Task inputs section start
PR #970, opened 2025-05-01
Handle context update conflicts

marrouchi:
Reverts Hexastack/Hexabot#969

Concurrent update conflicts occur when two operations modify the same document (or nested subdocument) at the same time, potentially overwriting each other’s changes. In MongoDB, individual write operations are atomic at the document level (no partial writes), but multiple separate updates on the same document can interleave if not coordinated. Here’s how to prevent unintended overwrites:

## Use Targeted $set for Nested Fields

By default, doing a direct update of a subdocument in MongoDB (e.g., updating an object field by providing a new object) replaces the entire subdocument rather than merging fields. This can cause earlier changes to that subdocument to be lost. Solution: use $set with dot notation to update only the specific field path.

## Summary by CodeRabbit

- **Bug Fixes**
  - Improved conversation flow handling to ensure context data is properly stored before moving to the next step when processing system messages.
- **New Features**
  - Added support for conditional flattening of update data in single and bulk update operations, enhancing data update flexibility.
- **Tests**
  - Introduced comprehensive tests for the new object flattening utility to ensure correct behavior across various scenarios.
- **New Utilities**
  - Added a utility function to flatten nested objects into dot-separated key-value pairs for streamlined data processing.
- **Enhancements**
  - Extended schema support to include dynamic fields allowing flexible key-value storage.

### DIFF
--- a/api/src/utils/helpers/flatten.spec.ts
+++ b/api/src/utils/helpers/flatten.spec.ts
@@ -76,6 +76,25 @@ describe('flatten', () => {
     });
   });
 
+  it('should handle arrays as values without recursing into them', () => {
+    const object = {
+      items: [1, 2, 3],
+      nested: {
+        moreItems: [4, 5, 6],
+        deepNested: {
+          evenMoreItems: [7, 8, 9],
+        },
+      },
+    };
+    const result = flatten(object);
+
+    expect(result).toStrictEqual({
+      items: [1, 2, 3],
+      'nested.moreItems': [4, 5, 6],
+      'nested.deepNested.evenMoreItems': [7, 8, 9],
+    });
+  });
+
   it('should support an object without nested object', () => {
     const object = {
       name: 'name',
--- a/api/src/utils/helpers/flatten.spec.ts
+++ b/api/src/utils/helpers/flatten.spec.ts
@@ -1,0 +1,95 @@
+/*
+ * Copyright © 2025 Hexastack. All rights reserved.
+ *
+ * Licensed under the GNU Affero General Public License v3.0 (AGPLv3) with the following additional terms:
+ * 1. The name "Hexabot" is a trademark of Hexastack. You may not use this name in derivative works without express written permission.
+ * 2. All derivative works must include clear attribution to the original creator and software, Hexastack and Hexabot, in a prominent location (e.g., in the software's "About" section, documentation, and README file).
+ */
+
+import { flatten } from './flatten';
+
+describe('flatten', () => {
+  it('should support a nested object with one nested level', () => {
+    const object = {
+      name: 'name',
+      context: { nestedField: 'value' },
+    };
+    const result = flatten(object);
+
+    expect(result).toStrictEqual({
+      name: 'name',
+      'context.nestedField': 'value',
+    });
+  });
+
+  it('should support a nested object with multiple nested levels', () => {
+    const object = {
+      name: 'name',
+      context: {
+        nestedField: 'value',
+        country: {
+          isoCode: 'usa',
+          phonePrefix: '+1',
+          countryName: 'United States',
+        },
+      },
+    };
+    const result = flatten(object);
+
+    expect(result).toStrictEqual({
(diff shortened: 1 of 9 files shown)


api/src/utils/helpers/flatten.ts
Task inputs section end
What you need to do: The lines to return are those in the records above that hold the word "into".

Exercise answer:
  - Added a utility function to flatten nested objects into dot-separated key-value pairs for streamlined data processing.
+  it('should handle arrays as values without recursing into them', () => {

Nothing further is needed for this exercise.